Vor vielen Jahren lebte König Ivo, der Gönner, in Ulm. Er hielt so ungeheuer viel auf neue Kleider, dass er all sein Geld dafür ausgab, um recht geputzt zu sein. Ivo kümmerte sich nicht ums Theater, denn Kunst interessierte ihn nicht. Ivo kümmerte sich nicht um städtische Schwimmbäder, denn er hasste sie schon seit seiner Kindheit. König Ivo liebte es auch nicht, in den Wald zu fahren, außer um seine neuen Kleider zu zeigen. Er hatte einen Rock für jeden politischen Anlass. Immer wählte König Ivo die passende Garderobe aus. Ganz egal ob er auf einer Versammlung von Entlassung bedrohter Iveco-Mitarbeiter im Donautal oder einer Veranstaltung gegen Neonazis auf dem Münsterplatz teilnahm.

In der großen Stadt, in der er wohnte, ging es sehr munter her. An jedem Tag kamen viele Fremde an, und eines Tages kamen auch zwei Betrüger, die gaben sich für Weber aus und sagten, dass sie das schönste Zeug, was man sich denken könne, zu weben verstanden. Die Farben und das Muster seien nicht allein ungewöhnlich schön, sondern die Kleider, die von dem Zeuge genäht würden, sollten zwei wunderbare Eigenschaft besitzen: Jeder, der sie trüge, gelte als über alle Maßen klug in wirtschaftlichen Angelegenheiten, und sie seien für jeden Menschen unsichtbar, der nicht für sein Amt tauge oder der unverzeihlich dumm sei.

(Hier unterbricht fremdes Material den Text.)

PR #441, opened 2023-04-12
feat: fs.exists() checks if path exists TDE-710

paulfouquet:
`fs.exists()` checks if a `s3` or local path points to an existing file/directory/object

### DIFF
--- a/scripts/files/fs_s3.py
+++ b/scripts/files/fs_s3.py
@@ -76,6 +76,46 @@ def read(path: str, needs_credentials: bool = False) -> bytes:
     return file
 
 
+def exists(path: str, needs_credentials: bool = False) -> bool:
+    """Check if s3 Object exists
+
+    Args:
+        path: path to the s3 object/key
+        needs_credentials: if acces to object needs credentials. Defaults to False.
+
+    Raises:
+        ce: ClientError
+        nsb: NoSuchBucket
+
+    Returns:
+        True if the S3 Object exists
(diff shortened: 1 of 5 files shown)


scripts/files/fs_s3.py
```diff
@@ -76,6 +76,46 @@ def read(path: str, needs_credentials: bool = False) -> bytes:
...
+    s3_path, key = parse_path(path)
+    s3 = boto3.resource("s3")
+
+    try:
+        if needs_credentials:
+            s3 = get_session(path).resource("s3")
+
+        bucket_name = bucket_name_from_path(s3_path)
+        bucket = s3.Bucket(bucket_name)
+        objects = bucket.objects.filter(Prefix=key)
```
blacha, line 102: generally you would do a `head` to see if a key exists, this is checking  for anything that starts with this path

so `exists s3://foo/bar.tiff`  would succeed if you did `exists s3://foo/bar.tiff.bak`

paulfouquet: Oh, that's right.
I'm going to fix that

paulfouquet: @blacha this is now checking if the `path` is a "directory" aka ends with `/` to determine wether it does a `head` or a `list`.

amfage (approved):

MDavidson17 (approved):

amfage (approved):

PR #444, opened 2023-04-12
feat!: resume standardise validate TDE-710

paulfouquet:
Allows `standardise_validate.py` to be resumed using the same `target` (output directory) after a failure in order to avoid re-process the entire `source`.

## Changes

- :warning:  Takes a `target` directory/`s3` path as argument where the output files (TIFFS and STAC metadata `.json`) will be saved
- verify that the `target` exists to enter in the "resume" mode
- if "resume" mode, both STAC and TIFF files existance are check: 
  - if STAC exists, the TIFF is considered to exists too and the source file will be ignored (not processed)
  - if STAC does not exists but TIFF exists, the TIFF will be validated (Non Visual QA) and its STAC metadata created

> **_NOTE:_**  Draft PR to modify the `standardising` Argo Workflow: https://github.com/linz/topo-workflows/pull/123

## Tests
Test Argo Workflows: https://argo.linzaccess.com/workflows/argo/test-imagery-standardising-resume-gt8wr?tab=workflow


scripts/standardise_validate.py
```diff
@@ -40,12 +85,31 @@ def main() -> None:
     if is_argo():
         concurrency = 4
 
+    # The target exists, consider this is a resumed workflow
+    is_resuming = exists(arguments.target)
```
paulfouquet, line 89: This might be not helpfull as if one task did create at least one file, thie target directory will exists so all new instance of the script will be in a "resume" mode

scripts/files/fs.py
```diff
@@ -28,3 +28,17 @@ def read(path: str) -> bytes:
         return fs_s3.read(path)
 
     return fs_local.read(path)
+
+
+def exists(path: str) -> bool:
+    """Check if path (file or directory) exists
+
+    Args:
+        path: A path to a directory
```
blacha, line 37: NIT: or file?

scripts/standardise_validate.py
blacha: I think this may be better handled in the `run_standardising` where each standardizing checks to see if the file exists before processing rather than trying to figure out what needs to process first.

scripts/standardise_validate.py
```diff
@@ -1,14 +1,58 @@
...
+            gdalinfo = gdal_info(path)
+            origin = Point(gdalinfo["cornerCoordinates"]["upperLeft"][0], gdalinfo["cornerCoordinates"]["upperLeft"][1])
+            tile_name = get_tile_name(origin, scale)
+            prefix = os.path.join(target, tile_name)
+            target_path_stac = prefix + ".json"
+            target_path_tiff = prefix + ".tiff"
+            # STAC item json file name
+            if exists(target_path_stac):
+                # STAC exists, consider the TIFF exists too
+                processed_tiffs.append(path)
```
blacha, line 45: it should validate that the tiff exists too. It's only complete if both are present.

MDavidson17 (approved):

amfage (approved):

PR #487, opened 2023-05-19
docs: add missing docstring

paulfouquet:
add some `docstring` to most of the functions in the entire codebase


scripts/files/file_tiff.py
```diff
@@ -36,15 +36,36 @@ def __init__(
...
+            path: the path to the standardised file
+        """
         self._path_standardised = path
 
     def get_gdalinfo(self) -> Optional[GdalInfo]:
+        """Get the `gdalinfo` output for the file.
+        Run gdalinfo if not already ran.
+
+        Returns:
+            the `gdalinfo` output
```
blacha, line 67: This returns `None` if there was a error?

scripts/files/file_tiff.py
```diff
@@ -36,15 +36,36 @@ def __init__(
         self._srs: Optional[bytes] = None
 
     def set_srs(self, srs: bytes) -> None:
+        """Set the srs.
```
blacha, line 39: would be good to explain what a `srs` is or link to it.

scripts/files/file_tiff.py
```diff
@@ -36,15 +36,36 @@ def __init__(
...
     def set_scale(self, scale: int) -> None:
+        """Set the scale.
+
+        Args:
+            scale: the scale as `int`
+        """
         self._scale = scale
 
     def set_path_standardised(self, path: str) -> None:
+        """Set the standardised file path.
```
blacha, line 55: an example of this would be great.

scripts/files/file_tiff.py
```diff
@@ -36,15 +36,36 @@ def __init__(
...
     def set_srs(self, srs: bytes) -> None:
+        """Set the srs.
+
+        Args:
+            srs: the srs in bytes
+        """
         self._srs = srs
 
     def set_scale(self, scale: int) -> None:
+        """Set the scale.
```
blacha, line 47: I think this could use further explanation, what is a `scale` what are normal values for it?

scripts/files/file_tiff.py
paulfouquet: I'm going fix that in another PR

amfage (approved):

PR #489, opened 2023-05-19
refactor: move create_stac.py script to /stac folder

paulfouquet:


amfage (approved):
Just a note that the path is referenced here as well https://github.com/linz/topo-workflows/blob/master/workflows/imagery/README.md#Standardising

paulfouquet:
> Just a note that the path is referenced here as well https://github.com/linz/topo-workflows/blob/master/workflows/imagery/README.md#Standardising

Good spotting! thanks https://github.com/linz/topo-workflows/pull/130

MDavidson17 (approved):

PR #522, opened 2023-06-26
feat: add dem_lerc  preset TDE-779

MDavidson17:
LERC GDAL Command: `gdal_translate -q -of COG -co blocksize=512 -co num_threads=all_cpus -co sparse_ok=true -co bigtiff=yes -a_srs EPSG:2193 -stats -co compress=lerc -co max_z_error=0.001`

Example Processed Tiff:
[CF15_1000_3748.zip](https://github.com/linz/topo-imagery/files/11888193/CF15_1000_3748.zip)

### DIFF
--- a/scripts/gdal/gdal_preset.py
+++ b/scripts/gdal/gdal_preset.py
@@ -29,6 +29,14 @@ BASE_COG = [
     "bigtiff=yes",
 ]
 
+DEM_LERC = [
+    "-stats",
+    "-co",
+    "compress=lerc",
+    "-co",
+    "max_z_error=0.001",
+]
+
 COMPRESS_LZW = [
     # Compress as LZW
     "-co",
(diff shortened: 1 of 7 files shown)


scripts/gdal/gdal_preset.py
```diff
@@ -29,6 +29,15 @@
     "bigtiff=yes",
 ]
 
+DEM_LERC = [
+    "-stats",
```
blacha, line 33: I think `-stats` should be on all standardization not just `lerc`

scripts/gdal/tests/gdal_preset_test.py
```diff
@@ -43,6 +43,26 @@ def test_preset_lzw() -> None:
     assert "EPSG:2193" in gdal_command
 
 
+def test_preset_dem_lerc() -> None:
+    gdal_command = get_gdal_command("dem_lerc", epsg="2193")
+    # Basic cog creation
+    assert "COG" in gdal_command
+    assert "blocksize=512" in gdal_command
+    assert "num_threads=all_cpus" in gdal_command
+    assert "bigtiff=yes" in gdal_command
```
blacha, line 52: I am wondering if we need `bigtiff=yes` do we ever plan on making tiffs bigger than 4GB? I would hope not. so maybe we should make this `no` and then GDAL will fail if we ever accidentally make a tiff too big ?

MDavidson17: @dwsilk, in a huddle we could not remember/find reason why we have `Bigtiff` always set to `yes`, do you have any thoughts/can recall?

rebclarke: Not something we used in our original process. The raster files we work with are always under 4GB.

rebclarke: Only circumstances I can think we'll need it is if we're working with datasets like adhoc satellite imagery procured for emergency response.

amfage (approved):

amfage (approved):

scripts/gdal/tests/gdal_preset_test.py
MDavidson17: So that we can better document the conversation and in order to complete this ticket, this conversation will be continued in [TDE-805](https://toitutewhenua.atlassian.net/browse/TDE-805).

blacha: @MDavidson17 perfect, lets go ahead and merge this then!

PR #531, opened 2023-07-03
feat: add --producer-list to allow multiple producers TDE-781

ajacombs:
Adds `--producer-list` argument to `collection_from_items.py` to allow passing multiple producers to the STAC metadata.

There is a slight change to how both `--licensor-list` and `--producer-list` are handled, which resolves what I think is an edge case that is currently not handled.

Currently, if `--licensor-list` is passed a value without `;`, and `--licensor` is not passed, the output STAC file will include `{ "name": null, "roles": ["licensor"] }`. This PR fixes that, so that it will just not be present in the output.

Alternatively, it could be included as a single un-split item by removing the `and ";" in arguments.licensor_list` checks.

*Edit:* Which now that I've looked at where it's used in the standardising workflow I see would never eventuate in practice, as `--licensor` gets a default value of "Unknown" so `--licensor` is never not passed a value as the script is used in the standardising workflow (though could be if used elsewhere).

### DIFF
--- a/scripts/collection_from_items.py
+++ b/scripts/collection_from_items.py
@@ -19,23 +19,34 @@ def main() -> None:
     parser.add_argument("--collection-id", dest="collection_id", help="Collection ID", required=True)
     parser.add_argument("--title", dest="title", help="Collection title", required=True)
     parser.add_argument("--description", dest="description", help="Collection description", required=True)
-    parser.add_argument("--producer", dest="producer", help="Imagery producer", required=True)
+    parser.add_argument("--producer", dest="producer", help="Imagery producer")
+    parser.add_argument("--producer-list", dest="producer_list", help="Semicolon delimited list of imagery producers")
     parser.add_argument("--licensor", dest="licensor", help="Imagery licensor")
-    parser.add_argument("--licensor-list", dest="licensor_list", help="Imagery licensor list")
+    parser.add_argument("--licensor-list", dest="licensor_list", help="Semicolon delimited list of imagery licensors")
     parser.add_argument(
         "--concurrency", dest="concurrency", help="The number of files to limit concurrent reads", required=True, type=int
     )
 
     arguments = parser.parse_args()
     uri = arguments.uri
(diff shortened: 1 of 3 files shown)


paulfouquet (dismissed):

scripts/collection_from_items.py
```diff
@@ -14,28 +14,48 @@
...
         "--concurrency", dest="concurrency", help="The number of files to limit concurrent reads", required=True, type=int
     )
 
     arguments = parser.parse_args()
     uri = arguments.uri
-    licensors: List[str] = parse_list(arguments.licensor_list)
-    if len(licensors) <= 1:
-        licensors = [arguments.licensor]
+
+    producers: List[str] = []
```
blacha, line 42: I wonder if turning this into a function would be nicer?

```
def parse_list_(item_list: Optional[str], item_single: Optional[str]) -> List[str]:
 output = []
 if item_list:
￼  output.extend(parse_list(item_list)
￼elif item_single:
￼  output.append(item_single)
return output


for producer in parse_list(args.producer_list, args.producer):
  providers.append({ "name":... })
for licensor in parse_list(args.licensor_list, args.licensor):
  providers.append({ "name":... })
```

I also wonder if it would just be easier to allow `licensor` to be a `;` separated list

```
--licensor "Something;Something Else"
--licensor "Something"
--licensor '["Something","Something Else"]'
```

Rather than having two parameters? I guess the question would be how would that work in Argo?

paulfouquet: When I did the `producers` I ran into an issue with Argo not being able to wrap the list into `[ ... ]`

ajacombs: Have refactored argument parsing into a helper function.

Changing to single argument would involve adding conditional logic to Argo workflow template and/or not having a dropdown in the Argo GUI, so would be best done via another PR.

blacha (approved):

blacha (approved):

paulfouquet (approved):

Das wären ja prächtige Kleider, dachte König Ivo, der Gönner; wenn ich solche hätte, wäre jedermann von meinem wirtschaftlichen Sachverstand überzeugt und ich könnte dahinterkommen, welche Männer und Frauen zu dem Amte, das sie haben, nicht taugen, ich könnte die Klugen von den Dummen unterscheiden! Ja, das Zeug muss sogleich für mich gewebt werden!
Er gab den beiden Betrügern viel Handgeld, damit sie ihre Arbeit beginnen sollten. Sie stellten auch zwei Webstühle auf, taten, als ob sie arbeiteten bis spät in die Nacht hinein.

Nun möchte ich doch wissen, wie weit sie mit dem Zeuge sind! dachte König Ivo, aber es war ihm beklommen zumute, wenn er daran dachte, dass keiner, der dumm sei oder schlecht zu seinem Amte tauge, es sehen könne. Er glaubte zwar, dass er für sich selbst nichts zu fürchten brauche, aber er wollte doch erst einen andern senden, um zu sehen, wie es damit stehe. Alle Menschen in der ganzen Stadt wussten, welche besondere Kraft das Zeug habe, und alle waren begierig zu sehen, wie schlecht oder dumm ihr Nachbar sei.
Ich will meinen ehrlichen Finanzbürgermeister Czisch zu den Webern senden, dachte der König, er kann am besten beurteilen, wie der Stoff sich ausnimmt, denn er hat Verstand, und keiner versieht sein Amt besser als er!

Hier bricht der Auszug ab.